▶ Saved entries
Start of Block
PR #19683, opened 2022-07-16
Add Package: bigdft-suite

william-dawson:
Checklist
- [x] Build number is 0.


william-dawson:
@jan-janssen I see you have made various attempts at building a BigDFT package with conda. I think that this PR should take care of things. If you have any suggestions from your experience, let me know. We still need to make a new release (1.9.4) to finalize the package. Also, if you have some use of BigDFT we're always happy to collaborate.

recipes/bigdft/build.sh
```diff
@@ -0,0 +1,18 @@
+# Files
+cp $RECIPE_DIR/conda.rc .
+cp $RECIPE_DIR/patches/* .
+
+# Patches
+patch futile/flib/utils.c utils.patch
+patch bigdft/src/output.f90 output.patch
```
jan-janssen, line 7: You can patch the sources directly in the `meta.yaml` file.

jan-janssen:
> @jan-janssen I see you have made various attempts at building a BigDFT package with conda. I think that this PR should take care of things. If you have any suggestions from your experience, let me know. We still need to make a new release (1.9.4) to finalize the package. Also, if you have some use of BigDFT we're always happy to collaborate.

Thanks a lot. @chrisjsewell maybe you want to have a look as well

chrisjsewell:
This is great cheers @william-dawson 🎉 
It is the last outstanding code, that we were looking to use via conda (https://github.com/marvel-nccr/quantum-mobile/issues/161)

I can have a quick look, but @jan-janssen has a lot more experience of these recipes than me, so mainly I will leave it in he's capable hands to review 😄

Just an FYI, this is the [ansible](https://github.com/ansible/ansible) role I have currently been using to build it with: https://github.com/marvel-nccr/ansible-role-bigdft/blob/master/tasks/main.yml

recipes/bigdft/build.sh
william-dawson: Thanks, I've made this modification!

luigigenovese:
Hello,
thanks for the efforts and replies! I would be very happy to be part of the maintainers for this package (although I did not participate since now to the package recipe creation). Let me know if this is possible. Many thanks! Luigi Genovese

william-dawson:
@chrisjsewell That is very interesting. With BigDFT, you will have the same problem as abinit in that it depends on libxc version 4. I suppose this is why the spack people work so hard to mix and match library versions.

chrisjsewell:
> That is very interesting.

If you are particularly interested lol, then this is essentially what I was working towards lol, to have all the codes running in a "common" way: https://github.com/marvel-nccr/ansible-role-aiida-cws (and also big thanks to @jan-janssen for getting all the others on conda 🙏 )

william-dawson:
@jan-janssen I believe all the tasks are completed. Using `channel_targets` in `conda_build_config.yaml`, I've designated this as a release candidate. If everything looks good to you, I'd like to merge this in, and then start testing out workflows based on installing bigdft from conda. If everything is working well, I'll make a new merge request sometime in September with the official 1.9.3 release of BigDFT.

jan-janssen:

recipes/bigdft/meta.yaml
```diff
@@ -0,0 +1,68 @@
...
+{% set version = "1.9.3_dev" %}
+{% set build = 0 %}
+{% set mpi = mpi %}
+
+package:
+  name: {{ name|lower }}
+  version: {{ version }}
+
+source:
+  url: https://gitlab.com/l_sim/bigdft-suite/-/archive/Prerelease1.9.3/bigdft-suite-Prerelease1.9.3.tar.gz
```
chrisburr, line 11: The URL should depend on `version` to avoid issues with accidentally deploying a version with the wrong sources.

Also is this a pre-release?

william-dawson: > The URL should depend on version to avoid issues with accidentally deploying a version with the wrong sources.

Done. Thanks for the correction.

> Also is this a pre-release?

That is my plan. We will release version 1.9.3 of BigDFT in about a month and a half, and I'd like to have a pre-release available so all developers can try out the conda approach. I believe that my `conda_build_config.yaml` should properly label this as a pre-release, but let me know if there are fixes I should make.

recipes/bigdft/build.sh
```diff
@@ -0,0 +1,13 @@
...
+cp $RECIPE_DIR/conda.rc .
+
+# Build
+export JHBUILD_RUN_AS_ROOT="please do it"
+mkdir build
+cd build
+python ../Installer.py -y autogen
+python ../Installer.py -y build -f ../conda.rc
+
+# Activate script
```
jaimergp, line 11: Ideally, this should be paired with a `deactivate.sh` script that undoes the effect of the activation script, so the env vars set do not permeate into the user session once the env is deactivated.

william-dawson: Thanks. Do you know of any projects that have well written `deactivate.sh` scripts that unset environment variables? Because it seems like I'd first need to store all of the original environment variable values somewhere (noting that multiple sessions with different initial conditions could be inside the environment at the same time) for restoring. I can write a script to do all this but I'd like to avoid any pitfalls.

jan-janssen: You can search Github for projects in the conda-forge organization which use a `deactivate.sh` script https://github.com/search?q=org%3Aconda-forge+deactivate.sh&type=code

jaimergp: [This is a good example](https://github.com/conda-forge/intel-compiler-repack-feedstock/tree/main/recipe). The idea is to backup potential values that were set for that env var _before_ you activate. Then on deactivation, restore to the backup _or_, if empty, unset.

You will need to take notes of what the `source`d script is doing, though :)

william-dawson: Thank you for the suggestions! Storing in environment variables with the `conda` suffix seems like a good strategy. I've implemented a deactivate script based on this.

jan-janssen:
@chrisburr Can you take another look?

recipes/bigdft/meta.yaml
```diff
@@ -0,0 +1,68 @@
...
+source:
+  url: https://gitlab.com/l_sim/bigdft-suite/-/archive/{{ version }}/bigdft-suite-{{ version }}.tar.gz
+  md5: a756c1673c45e7e7b7be3cdf6aef81b1
+  patches:
+    - patches/output.patch
+    - patches/utils.patch
+
+build:
+  number: {{ build }}
+  skip: true  # [win or osx]
```
carterbox, line 19:
```suggestion
build:
  number: {{ build }}
  skip: true  # [win or osx]
  # add build string so packages can depend on
  # mpi or nompi variants explicitly:
  # `pkg * mpi_mpich_*` for mpich
  # `pkg * mpi_*` for any mpi
  # `pkg * nompi_*` for no mpi
  {% if mpi != 'nompi' %}
  {% set mpi_prefix = "mpi_" + mpi %}
  {% else %}
  {% set mpi_prefix = "nompi" %}
  {% endif %}
  string: "{{ mpi_prefix }}_py{{ py }}h{{ PKG_HASH }}_{{ build }}"
```
Please indicate the MPI variant in the build string

https://conda-forge.org/docs/maintainer/knowledge_base.html#preferring-a-provider-usually-nompi

recipes/bigdft/test.py
```diff
@@ -0,0 +1,19 @@
...
+code = SystemCalculator()
+
+from BigDFT.Inputfiles import Inputfile
+inp = Inputfile()
+inp.set_xc("PBE")
+inp.set_hgrid(0.4)
+
+log = code.run(sys=sys, input=inp)
+print(log.energy)
+
```
carterbox, line 19:
```suggestion

import CheSS
import futile
import gi
```
Test imports of all your packages.

recipes/bigdft/run_test.sh
```diff
@@ -0,0 +1,2 @@
+source bigdftvars.sh
+python test.py
```
carterbox, line 2: Maybe a few of the many CLI binaries being shipped? Do any of them accept `--help` or `--version` and return?

recipes/bigdft/meta.yaml
```diff
@@ -0,0 +1,68 @@
...
+
+source:
+  url: https://gitlab.com/l_sim/bigdft-suite/-/archive/{{ version }}/bigdft-suite-{{ version }}.tar.gz
+  md5: a756c1673c45e7e7b7be3cdf6aef81b1
+  patches:
+    - patches/output.patch
+    - patches/utils.patch
+
+build:
+  number: {{ build }}
```
carterbox, line 18:
```suggestion
build:
  run_exports:
     -  {{ pin_subpackage(name|lower) }}
  number: {{ build }}
```
Shipping header files means that you should pin this package according to ABI compatability guarantees.

recipes/bigdft/meta.yaml
```diff
@@ -0,0 +1,68 @@
...
+
+test:
+  files:
+    - test.py
+
+about:
+  home: https://bigdft.org
+  license: GPL-3.0-only
+  license_family: GPL
+  license_file: LICENSE
```
carterbox, line 60: The files in licenses are not being included, but I think globbing works? otherwise, you need to be explicit.

```suggestion
  license_file:
    - LICENSE
    - licenses/*
```

carterbox (changes requested):
Is `libfmalloc` part of this package or are you redistributing?

Shipping static libraries is not allowed. The following libs are being shipped statically: abinit, atlab, bigdft, CheSS, dics, futile, Galn, orbs, Psolver.

_jhbuild/ is in included in the artifacts, is the supposed to be shipped?

recipes/bigdft/meta.yaml
william-dawson: There is no `nompi` version of our package, it must be installed with mpi. So in our case this seems unnecessary. Do you recommend instead just putting `{% set mpi_prefix = "mpi_" + mpi %}`? Or to just leave it all out?

carterbox: This is just a suggestion from the docs page. Please modify to fit your use case. You have separate variants for `mpich` and `openmpi` and they should be noted in the build string.

william-dawson: Thanks. I've made the modification accordingly, and will continue to work on the other suggestions.

recipes/bigdft/test.py
william-dawson: CheSS is depreciated (I'm put in a pull request to remove it from our main repository) and gi is too experimental to test, but testing the imports explicitly of futile and BigDFT sounds like a good idea to me (better than the error coming from deep in a run). I've made a modification based on this suggestion.

recipes/bigdft/run_test.sh
william-dawson: Thanks. I've added some tests for the CLI apps I know are more regularly used with a `-h` option. I might talk to the other developers about whether all of the helper binaries should be built by default in the future.

william-dawson:
> Is `libfmalloc` part of this package or are you redistributing?
> 
> Shipping static libraries is not allowed. The following libs are being shipped statically: abinit, atlab, bigdft, CheSS, dics, futile, Galn, orbs, Psolver.
> 
> _jhbuild/ is in included in the artifacts, is the supposed to be shipped?

I've set my install script to remove the `_jhbuild` directory as it seems to be only used at build time. I've also modified the configuration lines to build dynamic versions of the libraries (and remove the static versions). This indeed includes `libfmalloc`, which is our Fortran module for managing dynamic memory. 

I think I have addressed all your suggestions, but let me know if I missed or misunderstood something. We appreciate the feedback!

recipes/bigdft/run_test.sh
```diff
@@ -0,0 +1,10 @@
+# Setup the environment
```
carterbox, line 1:
```suggestion
set -ex

# Check for expected libraries ABI
test -f ${PREFIX}/lib/bigdft/libvol.so
test -f ${PREFIX}/lib/libatlab-1.so.0
test -f ${PREFIX}/lib/libbigdft-1.so.9
test -f ${PREFIX}/lib/libCheSS-1.so.2
test -f ${PREFIX}/lib/libfmalloc-1.so.9
test -f ${PREFIX}/lib/libfutile-1.so.9
test -f ${PREFIX}/lib/liborbs.so.0
test -f ${PREFIX}/lib/libPSolver-1.so.9

# Check for header
test -f ${PREFIX}/include/bigdft.h
test -f ${PREFIX}/include/futile/tree.h
test -f ${PREFIX}/include/atlab/box.h

# Setup the environment
```
It's good practice to do existence checks for libraries with major version. This will cause tests to fail and prevent from breaking downstream packages if the SONAME of these libraries changed unexpectedly.

recipes/bigdft/test.py
carterbox: The tests in this conda recipe are for *packaging* validation, so their purpose is to check that the artifacts were installed correctly. They are not necessarily a comment on whether a feature of the package is deprecated or considered experimental. If you expect that an end user of this package would still be importing the CheSS module, then you should test it.

carterbox (changes requested):

recipes/bigdft/meta.yaml
```diff
@@ -0,0 +1,82 @@
...
+source:
+  url: https://gitlab.com/l_sim/bigdft-suite/-/archive/{{ version }}/bigdft-suite-{{ version }}.tar.gz
+  md5: a756c1673c45e7e7b7be3cdf6aef81b1
+  patches:
+    - patches/output.patch
+    - patches/utils.patch
+
+build:
+  run_exports:
+     -  {{ pin_subpackage(name|lower) }}
```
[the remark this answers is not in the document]
william-dawson: I see. I didn't understand that point at the time. I think it would be difficult to guarantee that with the current release cycle, so I've updated it to include the minor version as well.

recipes/bigdft/test.py
```diff
@@ -0,0 +1,24 @@
+# Test that we can import everything
+import futile
```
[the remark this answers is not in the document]
william-dawson: I asked about this upstream, and they said they will fix it as you suggest in a future release.

william-dawson:
@carterbox I've gone through the most recent suggestions. For the testing of the dynamic libraries you suggested, I had to remove `liborbs` from the list, as there is an issue with the symbolic link. I will report that upstream. For the CheSS and gi modules, thank you for the clarification. There is essentially a 0% chance someone would include it in their code, so I think it is safe to leave that test out.

william-dawson (commented):
(see individual comments)

carterbox:
@conda-forge/help-python-c, please review

carterbox (approved):
Apparently, I'm the only reviewer of compiled packages right now. 😆

william-dawson:
> Apparently, I'm the only reviewer of compiled packages right now. 😆

Be sure to add that you to CV 😄

PR #19771, opened 2022-07-23
add beaker-py

h-vetinari:
Needed for [tango](https://github.com/conda-forge/tango-feedstock/pull/12).

The name reflects the upstream name for the python bindings, though we couldn't package the underlying `beaker` (written in Go apparently) as-is because there's https://github.com/conda-forge/beaker-feedstock already.

### DIFF
--- a/recipes/beaker-py/meta.yaml
+++ b/recipes/beaker-py/meta.yaml
@@ -9,10 +9,9 @@ source:
   sha256: d1445637651e9a6ddbcce609108284a4d6b4ad3603e579a96dbdc1e77d9e0447
 
 build:
-  skip: true  # [win]
+  noarch: python
   number: 0
   script:
-    - rm pyproject.toml
     - {{ PYTHON }} -m pip install . --no-deps -vv
 
 requirements:
--- a/recipes/beaker-py/meta.yaml
+++ b/recipes/beaker-py/meta.yaml
@@ -36,6 +36,7 @@ test:
     - beaker
   source_files:
     - tests/
+    - test_fixtures/
   commands:
     - pip check
     - pytest -v tests/
--- a/recipes/beaker-py/meta.yaml
+++ b/recipes/beaker-py/meta.yaml
@@ -11,15 +11,14 @@ source:
 build:
   noarch: python
   number: 0
-  script:
-    - {{ PYTHON }} -m pip install . --no-deps -vv
+  script: {{ PYTHON }} -m pip install . --no-deps -vv
 
 requirements:
   host:
-    - python
+    - python >=3.7
     - pip
   run:
-    - python
+    - python >=3.7
     - docker-py >=5.0,<6
     - packaging
     - pydantic >=1.8.2,<1.10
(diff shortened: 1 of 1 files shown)


h-vetinari:
@dirkgr @epwalsh

Could you comment on the failing test suite here? AFAICT it makes little sense to try to run docker-based tests here (not least since conda-forge's [docker-py](https://github.com/conda-forge/docker-py-feedstock) actually doesn't install a docker-daemon).

epwalsh:
The test failures are because many of the tests require a Beaker personal access token. I hate to say it but the best option might be to just not run any of the unit tests.

h-vetinari:
> The test failures are because many of the tests require a Beaker personal access token. I hate to say it but the best option might be to just not run any of the unit tests.

Would it not make sense (medium-term & upstream) to make those tests conditional on the presence of the token, and skip them if it's not present?

epwalsh:
> Would it not make sense (medium-term & upstream) to make those tests conditional on the presence of the token, and skip them if it's not present?

That's a possibility, but I understated how many tests require a token... it's pretty much 100% of the tests. Though I've proposed an idea internally (https://github.com/allenai/beaker/issues/2239 - repo is private so you won't be able to view the issue, but I'm linking here for my own records) that would allow the Beaker server to issue temporary tokens that could be used by GitHub runners via approved repositories. If that gets implemented then we wouldn't have to skip any tests.

h-vetinari:
> If that gets implemented then we wouldn't have to skip any tests.

That sounds great, thanks! I like not skipping tests. :)

h-vetinari:
@conda-forge/help-python

This should be ready for review. :)

recipes/beaker-py/meta.yaml
```diff
@@ -0,0 +1,56 @@
...
+
+source:
+  url: https://github.com/allenai/beaker-py/archive/refs/tags/v{{ version }}.tar.gz
+  sha256: d1445637651e9a6ddbcce609108284a4d6b4ad3603e579a96dbdc1e77d9e0447
+
+build:
+  skip: true  # [win]
+  number: 0
+  script:
+    - rm pyproject.toml
```
jaimergp, line 15: Why is this needed? It only lists the build backend for `pip install`.

```suggestion
```

recipes/beaker-py/meta.yaml
```diff
@@ -0,0 +1,56 @@
...
+package:
+  name: beaker-py
+  version: {{ version }}
+
+source:
+  url: https://github.com/allenai/beaker-py/archive/refs/tags/v{{ version }}.tar.gz
+  sha256: d1445637651e9a6ddbcce609108284a4d6b4ad3603e579a96dbdc1e77d9e0447
+
+build:
+  skip: true  # [win]
```
jaimergp, line 12: Doesn't this package qualify for `noarch: python`?

```suggestion
  noarch: python
```

jaimergp (changes requested):
Just a couple questions!

h-vetinari:
Thanks for the review @jaimergp, this should be ready now I hope.

PR #19813, opened 2022-07-26
Add mitmproxy and dependencies

AdrianFreundQC:
Additional notes:
* mitmproxy is downloaded from github releases, as they don't have an sdist on pypi, only a wheel.
* kaitaistruct is version 0.9, despite version 0.10 being released, as the current mitmproxy release depends on <0.10.
* kaitaistruct 0.9 doesn't contain a license file, so I manually added it. Once it is updated to 0.10 this is no longer needed, as 0.10 contains the file.

Checklist
- [x] Build number is 0.


AdrianFreundQC:
@conda-forge/help-python I'm having some weird issues here: In the CI `pip check` complains about brotli not being installed (`mitmproxy 8.1.1 requires brotli, which is not installed.`), but it is listed in the dependencies and the CI log shows that it has been installed. Any help would be appreciated.

recipes/mitmproxy/meta.yaml
```diff
@@ -0,0 +1,75 @@
...
+    - ldap3 >=2.8,<2.10
+    - msgpack-python >=1.0.0,<1.1.0
+    - passlib >=1.6.5,<1.8
+    - protobuf >=3.14,<5
+    - publicsuffix2 >=2.20190812,<3
+    - pydivert >=2.0.3,<2.2          # [win]
+    - pyopenssl >=21.0,<22.1
+    - pyparsing >=2.4.2,<3.1
+    - pyperclip >=1.6.0,<1.9
+    - python
```
jonashaag, line 45:
```suggestion
    - python >=3.9
```

jonashaag: See https://github.com/mitmproxy/mitmproxy/blob/main/setup.py#L71

AdrianFreundQC: I think that needs to be like that. Look at the linter messages in this PR:
1. Because this recipe has a windows only dependency it can't be `noarch: python`, as noarch packages have to be the same on all architectures: https://github.com/conda-forge/staged-recipes/pull/19813#issuecomment-1195692656
2.Non `noarch` packages can't specify python version constraints: https://github.com/conda-forge/staged-recipes/pull/19813#issuecomment-1195703937

Because of that I used the solution I found here: https://groups.google.com/g/conda-forge/c/vZj02SDKcO0 and added the python version as a selector to the skip instead.
This also seems to be what other Non-`noarch` python packages do. For example numpy: https://github.com/conda-forge/numpy-feedstock/blob/main/recipe/meta.yaml#L23

jonashaag: You are right, sorry for the confusing suggestion!

jonashaag:
@conda-forge/staged-recipes

recipes/pydivert/meta.yaml
```diff
@@ -0,0 +1,44 @@
...
+  version: {{ version }}
+
+source:
+  url: https://pypi.io/packages/source/{{ name[0] }}/{{ name }}/pydivert-{{ version }}.tar.gz
+  sha256: f0e150f4ff591b78e35f514e319561dadff7f24a82186a171dd4d465483de5b4
+
+build:
+  script: {{ PYTHON }} -m pip install . -vv
+  number: 0
+  skip: True  # [not win]
```
ocefpaf, line 15: Just curious, what is the issue that limits this on Windows?

jonashaag: pydivert is a Windows-only package

PR #22313, opened 2023-03-17
Added grep

calebzulawski:
Checklist
- [x] Build number is 0.

### DIFF
--- a/recipes/grep/meta.yaml
+++ b/recipes/grep/meta.yaml
@@ -27,7 +27,7 @@ test:
 
 about:
   home: https://www.gnu.org/software/grep/
-  license: GPL-3.0
+  license: GPL-3.0-or-later
   license_file: COPYING
   summary: |
     Grep searches one or more input files for lines containing a match to a
--- a/recipes/grep/meta.yaml
+++ b/recipes/grep/meta.yaml
@@ -1,0 +1,44 @@
+{% set name = "grep" %}
+{% set version = "3.9" %}
+
+package:
+  name: {{ name|lower }}
+  version: {{ version }}
+
+source:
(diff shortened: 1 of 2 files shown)


recipes/grep/meta.yaml
```diff
@@ -0,0 +1,44 @@
...
+  build:
+    - {{ compiler('c') }}
+    - make
+  host:
+    - pcre2
+
+test:
+  commands:
+    - ${CONDA_PREFIX}/bin/grep --version
+    - echo hello world | ${CONDA_PREFIX}/bin/grep hello
```
hmaarrfk, line 26:
```suggestion
    - test -x ${PREFIX}/bin/grep
    - if [ $(which grep) != ${PREFIX}/bin/grep ]; then echo 1; fi
    - grep --version
    - echo hello world | grep hello
```

one would use `${PREFIX}` in recipes, and `${CONDA_PREFIX}` during other usage.

hmaarrfk:
@conda-forge/core do we want this package at all? seems like it is more updated than the version i get from ubuntu 22.10 (3.7)

recipes/grep/meta.yaml
calebzulawski: thanks, makes sense!

calebzulawski:
In my particular use case, I am managing the entire environment with conda and am not using system packages (including macOS, where the alternative to acquire GNU grep would be something like homebrew).  I just picked 3.9 because it's the latest--ubuntu 23.04 seems to have 3.8, so I expect 3.9 to be available somewhat soon.  If this version is considered too new, I can use an older version.

hmaarrfk:
thanks Isuru!

PR #22322, opened 2023-03-18
add amaranth / nmigen

timkpaine:
Checklist
- [x] Build number is 0.


timkpaine:
package is published to pypi but only wheel, so using GH link

timkpaine:
@conda-forge/help-python all set for review, note that due to historical reasons, amaranth is basically 2 packages in one (`amaranth` and `nmigen`), and (at least at the present) `amaranth==0.3` is basically the successor to `nmigen==0.2`, so these do properly belong as a single feedstock rather than as 2 separate feedstocks (at least at the time of writing this).

recipes/amaranth/meta.yaml
```diff
@@ -0,0 +1,53 @@
...
+    - nmigen-rpc = nmigen.rpc:main
+requirements:
+  host:
+    - python >=3.7
+    - pip
+    - setuptools
+    - setuptools_scm
+  run:
+    - python >=3.7
+    - importlib_resources
```
dopplershift, line 33: Upstream also has:
```suggestion
    - importlib_metadata
```

timkpaine: I don't think this is still needed 3.8+?

dopplershift: But the recipe says `python >=3.7` 😉

timkpaine: conda-forge is only building 3.8+ these days though, im cool with either, I always forget I can't use selectors: https://github.com/conda-forge/staged-recipes/pull/22322/commits/27286641b46c6fe1ce84eb92020668b93eacf820

dopplershift: Well, it's noarch so it will only build one package that relies on the version ranges to exclude it from environments. Right now, this recipe is installable on Python 3.7, but would need `importlib_metadata` to avoid an error..

timkpaine: ok I can add

dopplershift (approved):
End of Block
The lines needed are those in the data above that hold the string "might"; copy each of them.

▶ SOLUTION FOR THIS EXERCISE
william-dawson: Thanks. I've added some tests for the CLI apps I know are more regularly used with a `-h` option. I might talk to the other developers about whether all of the helper binaries should be built by default in the future.
The test failures are because many of the tests require a Beaker personal access token. I hate to say it but the best option might be to just not run any of the unit tests.
> The test failures are because many of the tests require a Beaker personal access token. I hate to say it but the best option might be to just not run any of the unit tests.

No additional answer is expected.